[Stored data]

Issue #14, opened 2024-08-27
Automatically generate benchmark LPs


siddharth-krishna:
Write a script to follow the instructions [here](https://github.com/open-energy-transition/solver-benchmark/blob/main/benchmarks/pypsa/README.md) and automatically generate the LP files ready for benchmarking.

Is there a limit on the amount of CI minutes for a GitHub public repo? 

Some features that are good to have:
- [x] We need a way to tell linopy to generate the NC file in a specific path so that the CI script can use the result. Suggestion: modify the `only_generate_problem_file` config flag (branch: `open-energy-transition/linopy.git@only-generate-problem-files`) to take a file path instead of true/false, and use that path in linopy to dump the file.
  - [x] Also look at the extension and generate NC or LP file accordingly
  - [ ] When this works, open a PR to upstream linopy
- [x] Pypsa-eur's `scripts/solve_network.py` needs to be patched as mentioned in the [readme](https://github.com/open-energy-transition/solver-benchmark/blob/main/benchmarks/pypsa/README.md) to support the `only_generate_problem_file` config flag. Sid will make an upstream PR with this soon, until then the CI needs to patch the python file.
- [x] As reproducible as possible: use fixed commit hashes when checking out repos, use pinned versions when installing python packages, use fixed hashes of docker images if possible

jacek-oet:
@siddharth-krishna I’m stuck at step 3, I run this
```
time snakemake -call all --cores all --printshellcmds --configfile  ~/code/solver-benchmark/benchmarks/pypsa/pypsa-eur-sec-2-lv1-3h.yaml ; echo -e '\a'
```
and it show error
```
Error in rule retrieve_worldbank_urban_population:
    jobid: 41
    output: data/worldbank/API_SP.URB.TOTL.IN.ZS_DS2_en_csv_v2_3403768.csv
```

jacek-oet:
I think our target is to reduce the time it takes to run CI, so we should address these issues first.

**1. Write a script to follow the instructions [here](https://github.com/open-energy-transition/solver-benchmark/blob/main/benchmarks/pypsa/README.md) and automatically generate the LP files ready for benchmarking.**


I encountered an issue during CI with the following error:

`System.IO.IOException: No space left on device : '/home/runner/runners/2.319.1/_diag/Worker_20240923-082302-utc.log'`

This occurs when running the following command in the GitHub Action:

[...]

PR #48, opened 2024-11-04
[benchmarks/pypsa] Generate LP files automatically using Dockerfile

siddharth-krishna:
For now, I've not added the `generate.sh` step to the Dockerfile, so that it can be run manually and debugged if necessary. That way also we can reuse a container if we make small modifications to the benchmarks or scripts.

Partial progress towards #14


jacek-oet (approved):
LGTM!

• **Work required**: Print the data in full. Match it exactly.

• **Written answer**:
Issue #14, opened 2024-08-27
Automatically generate benchmark LPs


siddharth-krishna:
Write a script to follow the instructions [here](https://github.com/open-energy-transition/solver-benchmark/blob/main/benchmarks/pypsa/README.md) and automatically generate the LP files ready for benchmarking.

Is there a limit on the amount of CI minutes for a GitHub public repo? 

Some features that are good to have:
- [x] We need a way to tell linopy to generate the NC file in a specific path so that the CI script can use the result. Suggestion: modify the `only_generate_problem_file` config flag (branch: `open-energy-transition/linopy.git@only-generate-problem-files`) to take a file path instead of true/false, and use that path in linopy to dump the file.
  - [x] Also look at the extension and generate NC or LP file accordingly
  - [ ] When this works, open a PR to upstream linopy
- [x] Pypsa-eur's `scripts/solve_network.py` needs to be patched as mentioned in the [readme](https://github.com/open-energy-transition/solver-benchmark/blob/main/benchmarks/pypsa/README.md) to support the `only_generate_problem_file` config flag. Sid will make an upstream PR with this soon, until then the CI needs to patch the python file.
- [x] As reproducible as possible: use fixed commit hashes when checking out repos, use pinned versions when installing python packages, use fixed hashes of docker images if possible

jacek-oet:
@siddharth-krishna I’m stuck at step 3, I run this
```
time snakemake -call all --cores all --printshellcmds --configfile  ~/code/solver-benchmark/benchmarks/pypsa/pypsa-eur-sec-2-lv1-3h.yaml ; echo -e '\a'
```
and it show error
```
Error in rule retrieve_worldbank_urban_population:
    jobid: 41
    output: data/worldbank/API_SP.URB.TOTL.IN.ZS_DS2_en_csv_v2_3403768.csv
```

jacek-oet:
I think our target is to reduce the time it takes to run CI, so we should address these issues first.

**1. Write a script to follow the instructions [here](https://github.com/open-energy-transition/solver-benchmark/blob/main/benchmarks/pypsa/README.md) and automatically generate the LP files ready for benchmarking.**


I encountered an issue during CI with the following error:

`System.IO.IOException: No space left on device : '/home/runner/runners/2.319.1/_diag/Worker_20240923-082302-utc.log'`

This occurs when running the following command in the GitHub Action:

[...]

PR #48, opened 2024-11-04
[benchmarks/pypsa] Generate LP files automatically using Dockerfile

siddharth-krishna:
For now, I've not added the `generate.sh` step to the Dockerfile, so that it can be run manually and debugged if necessary. That way also we can reuse a container if we make small modifications to the benchmarks or scripts.

Partial progress towards #14


jacek-oet (approved):
LGTM!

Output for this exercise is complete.